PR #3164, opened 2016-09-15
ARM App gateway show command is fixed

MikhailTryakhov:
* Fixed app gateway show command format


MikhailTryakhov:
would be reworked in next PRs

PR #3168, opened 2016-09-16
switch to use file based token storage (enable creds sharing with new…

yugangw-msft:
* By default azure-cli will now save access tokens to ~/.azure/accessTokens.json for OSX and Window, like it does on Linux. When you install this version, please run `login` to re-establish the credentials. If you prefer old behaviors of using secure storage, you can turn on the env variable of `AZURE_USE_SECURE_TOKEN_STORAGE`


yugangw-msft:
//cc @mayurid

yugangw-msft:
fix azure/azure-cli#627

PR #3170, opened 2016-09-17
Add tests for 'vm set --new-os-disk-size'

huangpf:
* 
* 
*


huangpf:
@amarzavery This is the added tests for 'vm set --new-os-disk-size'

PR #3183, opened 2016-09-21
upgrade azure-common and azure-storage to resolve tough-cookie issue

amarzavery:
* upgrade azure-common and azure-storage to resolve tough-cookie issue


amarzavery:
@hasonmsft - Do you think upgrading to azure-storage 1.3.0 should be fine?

━━━━━━━━━━━━━━━━━━━━

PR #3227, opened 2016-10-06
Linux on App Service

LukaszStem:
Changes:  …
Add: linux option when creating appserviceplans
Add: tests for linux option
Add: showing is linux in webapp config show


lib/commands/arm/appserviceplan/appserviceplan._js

━━━━━━━━━━━━━━━━━━━━

__TASK TO COMPLETE__
Lines that hold "show" are the ones to copy, so pick each out from the data.

__OUTPUT OF THE EXERCISE__
ARM App gateway show command is fixed
* Fixed app gateway show command format
Add: showing is linux in webapp config show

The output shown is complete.